Dazu habe ich eine Regel erstellt: Nach Erhalt einer ... mit xyz in der Absenderadresse in den Ordner  xx verschieben. 

Bei den Wörtern (@domain1.de; @domain2.de) müssen aber *alle* (laut Hilfe) in der Absenderadresse vorhanden sein und ich will nicht für jede Domain eine eigene Regel erstellen. 

Kann man nach meheren verschiedenen Wörten sortieren  und die Mail dentsprechend verschieben oder kann man Wildcards setzen?


----------



## dfd1 (5. Juli 2002)

Werde mich mal ans Testen machen...
Aber eine schnelle Antwort kann ich dir nicht garantieren...


----------



## Vitalis (5. Juli 2002)

Hm, ich versteh Dich nicht ganz...

Wenn Du die Regel so definierst:

"Nach Erhalt einer Nachricht, mit domain in der Absenderadresse diese in den Ordner SpammMails verschieben."

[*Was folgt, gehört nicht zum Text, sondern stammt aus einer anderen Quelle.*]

Issue #5325, opened 2018-12-20
Store `way_id` values for all edges


danpat:
For debugging, it's very handy to be able to quickly cross-reference OSM.  Currently, you have to do this manually using coordinates - get the location of the issue from OSRM, then browse to that location in OSM to get the way tag information.

I propose a new `osrm-extract` flag called `--save-way-ids`.  When enabled, this will create a new, optional datafile called `.osrm.edge_ways`.  At runtime, this file can be optionally `mmap`-ed, and data returned with `annotations=ways` and as a property on edges in the debug tiles.

Related: https://github.com/Project-OSRM/osrm-backend/issues/5104

MichalPP:
#4071 is related as well

nnseva:
Hi people, I would like to implement this feature, but I need to have some explanations. Unfortunately, there is no enough documentation about the internal structure of the program data.

For the very first, I need to understand what does the Edge mean? Is it just a pair of Nodes directly connected? Or it is some sequence of nodes in one way from one branch of ways to another? Or something else? When the EdgeID appears? Is there some data storage indexed by the Edge ID?

I am looking into the code of `osrm::engine::guidance::assembleGeometry()` and don't understand, how to get there the `EdgeID` of the correspondent edges.

1. I've tried to use the `FindEdge` method of the facade (providing it to the `BaseDataFacade` from the `AlgorithmDataFacade` using virtual functions), and passing there the same parameters as passed to the `facade.GetOSMNodeIDOfNode()` in the code (they all typed as `NodeID`), but got an assertion error inside a `FindEdge` implementation of the `StaticGraph`. What I did improperly?
2. I've noticed that although the `GetUncompressedForwardGeometry()` (and several other methods of the BaseDataFacade class) parameter is marked as an EdgeID, the actual parameter passed to this (and others) method in the code is the geometry ID. Such code inconsistency leads to a full misunderstanding of what does the Edge (and EdgeID) mean really.
3. I could use a totally separate `map<pair<OSMNodeID,OSMNodeID>,OSMWayID>` in the function, but I am not sure, whether I can use it in such a multithreaded environment, and also, when and how to create this map. Additionally, I am afraid that this is not an optimal solution.

danpat:
OSRM uses a [line graph](https://en.wikipedia.org/wiki/Line_graph) to represent the road network.  This means that in the code where you're looking, a node is a road, and an edge is a turn.

[...]

Issue #5879, opened 2020-11-10
Lite version of OSRM instance


KushnirDV:
Is it possible to disable some not used data to get more lite (less size at least 2 times) OSRM instance? 
We use only rute and nearest API services. The reasson is to boot two backend OSRM entities on our server. 
Will thankful for your answer.

akashihi:
I guess you are asking if you can decrease dataset size?

jcoupey:
Related to #5838 (scoped more specifically on potentially removing the guidance dataset).

danpat:
@KushnirDV if you use `steps=true` in your Route API response, then *all* the data is used.

There are some files generated during `osrm-extract` that can be deleted, but I don't have a handy list.  One way to get the actual list of used files is to use `strace` and look for `open()` syscalls to get all the filenames that are used by routing.

If the issue is *memory* consumption, then you can use the `--mmap` option to lazy-load data from disk.  If you perform a warmup routine with a typical set of queries, this can help you use just the minimum RAM needed for fast queries.

KushnirDV:
You are doing a realy good job.
I will compile OSRM version higher than 5.20 to be able to use --mmap and will start generetion a new routing.

The main reason to have two instance is possibility to switch bettwen routing with higway and without.
Thanks for fast and helpfull support.

Issue #5838, opened 2020-09-23
Remove guidance data to reduce RAM usage?


jcoupey:
I'm usually not interested in route information apart from duration, distance and geometry, so I'm always using OSRM with `steps=false`. My understanding is that the matching data used to generate the `steps` array in response (`RouteStep.name` and `RouteStep.ref` values among others) is still loaded in RAM. Depending on the extract size, this may amount to a lot of unused data.

First of all, I'd like to figure whether trying not to load this data is worth the trouble. I can see `osrm.names` is not that big, but `osrm.icd` is. Is there a way to evaluate the potential gain here?

SiarheiFedartsou:
Done in https://github.com/Project-OSRM/osrm-backend/pull/6045

jcoupey:
#6045 is indeed related as it does save some calculation on route path data but as stated there: *this PR is a first step towards making the loading of these datasets optional* and *making these changes unlocks the optional loading of data*.

Optionally loading guidance data (or other parts of the data preprocessed by OSRM) is probably easier to implement now but it's still not possible.

jcoupey:
While there has been no recent progress on this, I think it's worth keeping the ticket open as a feature request. It would be quite useful in many situations to be able to reduce memory requirements when some data is unused, and this would be easier to build now after #6666.

Issue #5218, opened 2018-10-02
Make some data optional


danpat:
It'd be nice if you didn't need to load all the OSRM data if you didn't need it.

For example, if you never need turn-by-turn guidance, then it should be possible to skip the turn-by-turn data generation (save some time), and not bother loading it (save some memory).  If you never need geometry (`&geometries=false`), then it shouldn't be required to load it.

Steps to getting this done are:

  1. Figure out which data structures various API parameters trigger traversal of (this could be done by looking at calls to the Datafacade interface)
  2. Make data loading optional for various only-used-sometimes data (including how to actually tell OSRM which data not to load).
  3. Modify datafacade interface to return a "data not loaded" error if a not-loaded is accessed
  4. Modify API interface to return a descriptive error if data isn't loaded

For a first version of this, we can limit it to not loading data into `osrm-routed`/`node-osrm`.  As a second phase, we could possibly skip the creation of some data altogether (e.g. turn-by-turn data if it's not going to be used).

jcoupey:
Maybe others can comment here but this sounds like an interesting feature to keep track of.

PR #5968, opened 2021-02-22
#5325 Store and show way ids

nnseva:
# Issue #5325

- Features:
  - ADDED: a new `ways` subsection in the `annotations` section containing way IDs along the found path, with sign meaning direction [#5325]
- API:
  - Fixed item type for `nodes` section of the `annotations` flatbuffers output format


include/engine/api/flatbuffers/route.fbs
```diff
@@ -9,7 +9,8 @@ table Annotation {
     distance: [uint];
     duration: [uint];
     datasources: [uint];
-    nodes: [uint];
+    nodes: [ulong];
+    ways: [long];
```
akashihi, line 13: Should it be a `ulong` too?

include/engine/api/route_api.hpp
```diff
@@ -503,7 +503,17 @@ class RouteAPI : public BaseAPI
                 nodes.emplace_back(static_cast<uint64_t>(node_id));
             }
         }
+        std::vector<int64_t> ways;
```
akashihi, line 506: Are ways ID signed in OSM?

include/engine/guidance/assemble_geometry.hpp
```diff
@@ -56,9 +56,11 @@ inline LegGeometry assembleGeometry(const datafacade::BaseDataFacade &facade,
         reversed_source ? source_node.reverse_segment_id.id : source_node.forward_segment_id.id;
     const auto source_geometry_id = facade.GetGeometryIndex(source_node_id).id;
     const auto source_geometry = facade.GetUncompressedForwardGeometry(source_geometry_id);
+    // const auto source_osm_way_ids = facade.GetUncompressedForwardWayIDs(source_geometry_id);
```
akashihi, line 59: Hmm?

include/engine/guidance/assemble_geometry.hpp
```diff
@@ -56,9 +56,11 @@ inline LegGeometry assembleGeometry(const datafacade::BaseDataFacade &facade,
...
 
     geometry.osm_node_ids.push_back(
         facade.GetOSMNodeIDOfNode(source_geometry(source_segment_start_coordinate)));
+    // geometry.osm_way_ids.push_back(source_osm_way_ids(source_segment_start_coordinate)));
```
akashihi, line 63: Same hmm :)

include/engine/api/flatbuffers/route.fbs
nnseva: @akashihi I've made returned Way IDs signed to add the way direction info as explained in comments and proposed documentation. The OSM Way ID is unsigned, but Way IDs in the annotation are signed: the negative value means opposite moving direction, while positive means moving forward along the way.

include/engine/api/route_api.hpp
nnseva: @akashihi The OSM Way ID is unsigned, but Way IDs in the annotation are signed: the negative value means opposite moving direction, while positive means moving forward along the way.

include/engine/guidance/assemble_geometry.hpp
nnseva: @akashihi Forget to remove, sorry

include/engine/guidance/assemble_geometry.hpp
nnseva: The same :)

akashihi (approved):

akashihi:
@nnseva Thank you for your contribution :) Let's wait for more opinions before merging.

I'm also curious, have you estimated, what is the dataset size change?

nnseva:
@akashihi 

> I'm also curious, have you estimated, what is the dataset size change?

The unpacked dataset size should be changed to 8*N bytes, where N is a number of segments in the segments file. The segments file will contain an additional section `/osm_ways` with the way IDs array corresponding to the segments array.

mjjbell (commented):
LGTM, some minor code comments.

Not sure if it matters for your use-case, but you'll currently get duplicates returned in the annotation if the way can't be fully compressed (e.g. one of the nodes is an intersection).

For example:
```
    Scenario: way annotations
        Given the query options
            | annotations | true |

        Given the node map
            """
            a--b--c
               |
               d
            """

        And the ways
            | nodes |
            | abc   |
            | bd    |


        When I route I should get
          | from | to | route    | 
          |    a |  c | abc,abc  |
```

The response will contain:

```
"ways": [ 5, 5 ],
```

Deduplication could be performed client-side as an alternative.


With regards to data size, you can get an idea of segment count by looking at the `R-tree segs` column from this [spreadsheet](https://docs.google.com/spreadsheets/d/1Q_XF0P-lVb2BWIlTzW60Izgko3o512ZiWF9pgVqE45s/edit#gid=3259062), as it should be almost identical. 

For some of the bigger map extracts, unpacked size will be:
- Germany ~250MB
- North America  ~2.3 GB
- Europe ~2.5 GB

I don't have numbers on hand for how much RAM is currently needed for routing on those extracts, it's probably adding a few %?

mjjbell:
> Not sure if it matters for your use-case, but you'll currently get duplicates returned in the annotation if the way can't be fully compressed (e.g. one of the nodes is an intersection).

In fact, we'll get this even if the way is fully compressed. If a way contains N edges, we'll get that way returned N times in a row in the annotation.

nnseva:
@mjjbell 
> "ways": [ 5, 5 ],

Sure, every pair of sequentially neighbor nodes will have a separate member in the ways array of the annotations:
```
    ...
    "nodes": [1, 2, 3],
    "ways": [5, 5]
    ...
```

(meaning that nodes 1, 2, 3 all in the way 5 and connected sequentially).

Such a duplication allows recognizing the path structure without additional analysis of the OSM structure. The same role plays an additional sign of the returned way ID - positive means that the path segment direction corresponds to the way direction, while negative means that the path direction is opposite to the way direction. I.e. the response for the opposite direction request with the same OSM data might look like:
```
   ...
   "nodes": [3, 2, 1],
   "ways": [-5, -5]
   ...
```

include/extractor/segment_data_container.hpp
```diff
@@ -90,6 +94,21 @@ template <storage::Ownership Ownership> class SegmentDataContainerImpl
...
+    {
+        const auto begin = osm_ways.begin() + index[id];
+        const auto end = osm_ways.begin() + index[id + 1] - 1;
+
+        return boost::make_iterator_range(begin, end);
+    }
+
+    auto GetReverseOSMWayIDs(const DirectionalGeometryID id)
+    {
+        // return boost::adaptors::reverse(GetForwardOSMWayIDs(id));
```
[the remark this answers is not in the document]
nnseva: sure, just some forgotten footprint of my investigations ...

include/extractor/segment_data_container.hpp
```diff
@@ -151,6 +170,21 @@ template <storage::Ownership Ownership> class SegmentDataContainerImpl
...
+    {
+        const auto begin = osm_ways.cbegin() + index[id];
+        const auto end = osm_ways.cbegin() + index[id + 1] - 1;
+
+        return boost::make_iterator_range(begin, end);
+    }
+
+    auto GetReverseOSMWayIDs(const DirectionalGeometryID id) const
+    {
+        // return boost::adaptors::reverse(GetForwardOSMWayIDs(id));
```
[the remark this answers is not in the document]
nnseva: agree

src/extractor/compressed_edge_container.cpp
```diff
@@ -297,16 +300,68 @@ unsigned CompressedEdgeContainer::ZipEdges(const EdgeID f_edge_id, const EdgeID
...
         segment_data->fwd_durations.emplace_back(fwd_node.duration);
         segment_data->rev_durations.emplace_back(rev_node.duration);
         segment_data->fwd_datasources.emplace_back(LUA_SOURCE);
         segment_data->rev_datasources.emplace_back(LUA_SOURCE);
+        prev_node_id = node_id;
     }
 
     const auto &last_node = forward_bucket.back();
+    auto node_id = last_node.node_id;
+    if (node_id != prev_node_id)
```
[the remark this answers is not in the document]
nnseva: Ok

src/extractor/node_based_graph_factory.cpp
```diff
@@ -93,7 +94,7 @@ void NodeBasedGraphFactory::Compress(ScriptingEnvironment &scripting_environment
                               compressed_edge_container);
 }
 
-void NodeBasedGraphFactory::CompressGeometry()
+void NodeBasedGraphFactory::CompressGeometry(OSMWayIDMap &osm_way_id_map)
```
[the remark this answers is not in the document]
nnseva: Ok

src/extractor/compressed_edge_container.cpp
```diff
@@ -262,7 +262,9 @@ void CompressedEdgeContainer::InitializeBothwayVector()
     segment_data->rev_datasources.reserve(m_compressed_oneway_geometries.size());
 }
 
-unsigned CompressedEdgeContainer::ZipEdges(const EdgeID f_edge_id, const EdgeID r_edge_id)
+unsigned CompressedEdgeContainer::ZipEdges(const EdgeID f_edge_id,
+                                           const EdgeID r_edge_id,
+                                           OSMWayIDMap &osm_way_id_map)
```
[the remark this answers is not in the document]
nnseva: Ok

jcoupey:
>I don't have numbers on hand for how much RAM is currently needed for routing on those extracts, it's probably adding a few %?

I just did an extract/contract pass on the latest germany pbf using `v5.24.0` and the default car profile with excludables disabled. Then `osrm-routed` uses about 3.3G of RAM at startup so that sounds like a ~7.5% increase in RAM usage in that case.

Given the impact here and the fact that RAM consumption has always been a touchy subject (often a bottleneck when using OSRM), maybe we could further investigate the impact? I can report some figures on a bigger extract such as Europe when the preprocessing is done.

Maybe a silly question (I did not look up the implementation): would it be possible to make this change optional? There are definitely scenarios where this is super handy, but in other situations it would be just a pain to require extra RAM for an unused feature.

mjjbell:
> UPDATE 2: RAM consumption usage for osrm-routed on europe-210208 with the same setup is 26,2G for master and 29G for this PR, so it's more than a 10% increase in memory requirement. Quite significant.

Given this, I'm inclined to agree that this should be stored as a separate file that can be optionally loaded.

nnseva:
> UPDATE 2: RAM consumption usage for `osrm-routed` on europe-210208 with the same setup is 26,2G for `master` and 29G for this PR, so it's more than a 10% increase in memory requirement. Quite significant.

I should notice that the memory used for the additional segment data (Way IDs vector) is really included in mem-mapped storage (see https://github.com/Project-OSRM/osrm-backend/pull/5968/files#diff-ac92f7a34eb9d5b8b41e6a930db0f2e7356af695724842b390032f1e10842dc2R138). I'm not sure if we can rely on measuring memory consumption done this way.

eveyeti:
Hi @nnseva , 

A try to create a docker image with your PR but when it compile and always have the same error. 


c++: fatal error: Killed signal terminated program cc1plus
compilation terminated.
make[2]: *** [CMakeFiles/EXTRACTOR.dir/build.make:323: CMakeFiles/EXTRACTOR.dir/src/extractor/scripting_environment_lua.cpp.o] Error 1
make[1]: *** [CMakeFiles/Makefile2:717: CMakeFiles/EXTRACTOR.dir/all] Error 2
make: *** [Makefile:152: all] Error 2

how to fix the compilation error?

[CreatingDockerImage.log](https://github.com/Project-OSRM/osrm-backend/files/6135919/CreatingDockerImage.log)

Regards 
Etienne

nnseva:
Hi @eveyeti ,

> c++: fatal error: Killed signal terminated program cc1plus
> compilation terminated.

I don't know exactly, but usually such a problem means not enough memory to compile. Try to increase memory and/or reduce number of processor cores available for the docker in your dockerfile.

Check your dockerfile against an OSRM master branch.

nnseva:
@jcoupey @mjjbell

I've implemented skipping osm way ids in memory.

The extractor now can skip storing OSM Way IDs, the `--skip-way-ids` optional parameter of the extractor turns the feature on.

If the OSM Way IDs section is skipped, the router will skip showing them in annotations.

The correspondent data section is not filled (the 0-size vector is created instead) and doesn't spend memory space.

frodrigo:
Since this feature requires more memory than previous and not required in main use case. It is not preferable to have an option to enable it, rather than one to disable it?

nnseva:
@frodrigo ,

> Since this feature requires more memory than previous and not required in main use case. It is not preferable to have an option to enable it, rather than one to disable it?

1. Notice that the list of OSM Node IDs in the annotation is not required in the main use case also, but even more, is always on.
2. The annotation section list is determined by the enumeration values in the compile time. It would be not a desirable behavior if one of the sections will never appear by default.

mjjbell:
I agree that this should be opt-in rather than opt-out (that was the initial proposal in #5325).
I expect most users will use the default processing setup, so we should optimise for that and give advanced users the option to customise.

> Notice that the list of OSM Node IDs in the annotation is not required in the main use case also, but even more, is always on.

That's a fair point. However, there is interest in an alternative file loading mechanism that reduces memory footprint without a performance penalty (#5974, #5879, #5838). In which case, I can see OSM nodes also being an optionally loaded dataset in the not too distant future.

jcoupey:
> there is interest in an alternative file loading mechanism that reduces memory footprint without a performance penalty

That's a very interesting prospect indeed, which goes beyond the case of this PR. @mjjbell as you pointed out there are already a few tickets about various specific aspects of this question, maybe we should open a meta-ticket on the core principle of a new loading mechanism?

eveyeti:
> Hi @eveyeti ,
> 
> > c++: fatal error: Killed signal terminated program cc1plus
> > compilation terminated.
> 
> I don't know exactly, but usually such a problem means not enough memory to compile. Try to increase memory and/or reduce number of processor cores available for the docker in your dockerfile.
> 
> Check your dockerfile against an OSRM master branch.

Hi @nnseva  thanks a lot, it works your advice!

Regards
Etienne.-

nnseva:
@jcoupey 

> > there is interest in an alternative file loading mechanism that reduces memory footprint without a performance penalty
> 
> That's a very interesting prospect indeed, which goes beyond the case of this PR. @mjjbell as you pointed out there are already a few tickets about various specific aspects of this question, maybe we should open a meta-ticket on the core principle of a new loading mechanism?

I would like to notice that there is some open future in requirements to annotate nodes and segments along the found route. 

Looking for this future it might be appropriate to have a customizable annotations feature that might have an influence on memory consumption. This feature should allow customizing not only values (as it is now available) but keys of annotations.

Such a customizable annotation feature should define a set of available annotation keys, as well as some customizable procedures to get values for such annotations. Such a customizable procedure may be a scripting procedure calling on the extraction phase, as well as just a special open data file format associating source OSM IDs (for nodes) and OSM ID pairs (for segments) with annotated values.

Having such a feature, the deployment staff will have options to control memory consumption allowing only necessary annotation keys for the deployed OSRM instance.

nnseva:
> I agree that this should be opt-in rather than opt-out (that was the initial proposal in #5325).
> I expect most users will use the default processing setup, so we should optimise for that and give advanced users the option to customise.

Please take your attention to that the annotation key set is defined on the compilation time like:
```CPP
    enum class AnnotationsType
    {
        None = 0,
        Duration = 0x01,
        Nodes = 0x02,
        Distance = 0x04,
        Weight = 0x08,
        Datasources = 0x10,
        Speed = 0x20,
        Ways = 0x40,
        All = Duration | Nodes | Distance | Weight | Datasources | Speed | Ways
    };
```

The unsophisticated user using the default options values will probably expect that all available annotation keys including ways will be shown in case of all annotations are requested (`annotations=true` request parameter). Why the `"ways"` section (only!) is not appear? The optimization is not a good explanation for such a missing section.

jcoupey:
> Why the "ways" section (only!) is not appear? 

That would indeed be somehow inconsistent. The remarks about opt-in are rather a stand on a *status quo* position resulting from a concern on RAM requirements for standard usage. Of course you're right the same could (should?) apply to other datasets, but we have to deal with things as they are now and none of the rest is optional.

I think the core question here is whether we have the ability to add a generic mechanism to avoid loading a range of datasets. If this can be done realistically mid-term, we can probably merge this and live with the temporal increase until we provide opt-out mechanisms.

Probably others with more knowledge of the codebase and implications can comment on that last part?

mjjbell:
> The unsophisticated user using the default options values will probably expect that all available annotation keys including ways will be shown in case of all annotations are requested (annotations=true request parameter). Why the "ways" section (only!) is not appear? The optimization is not a good explanation for such a missing section from my point of view.

@nnseva I see your point. I was thinking it would it would have to return an error indicating the annotation was disabled. But if this means we're building a quasi optional data loader, then maybe it's better to design it properly to work for all optional datasets.


> I think the core question here is whether we have the ability to add a generic mechanism to avoid loading a range of datasets. If this can be done realistically mid-term, we can probably merge this and live with the temporal increase until we provide opt-out mechanisms.

> Probably others with more knowledge of the codebase and implications can comment on that last part?

There is an existing ticket (#5218) that outlines the steps required. It was a while ago, but @danpat maybe you have a sense for the effort required?  I don't think the data loading code has changed much since then.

Werden dann nicht alle Absender, die "domain" in der Adresse haben, verschoben? Also @domain1.de @domain2.de @domain3.de usw....


----------



## Deemax (5. Juli 2002)

Ja domain1 wird dann ja z. B. durch microsoft und domain2 durch gmx ersetzt. Aber leider müssen bei meheren Wörten alle vorkommen.


----------



## Vitalis (5. Juli 2002)

Achso.. Dann gib das mal nicht so an: @domain1.de; @domain2.de

Sondern so:

@domain1.de *auf hinzufügen klicken*
@domain2.de *auf hinzufügen klicken*

dann macht er draus

"@domain1.de" oder
"@domain2.de" 

Falls ich dich wieder mißverstanden hab, erklär mir bitte was Du eigentlich genau machen willst.


----------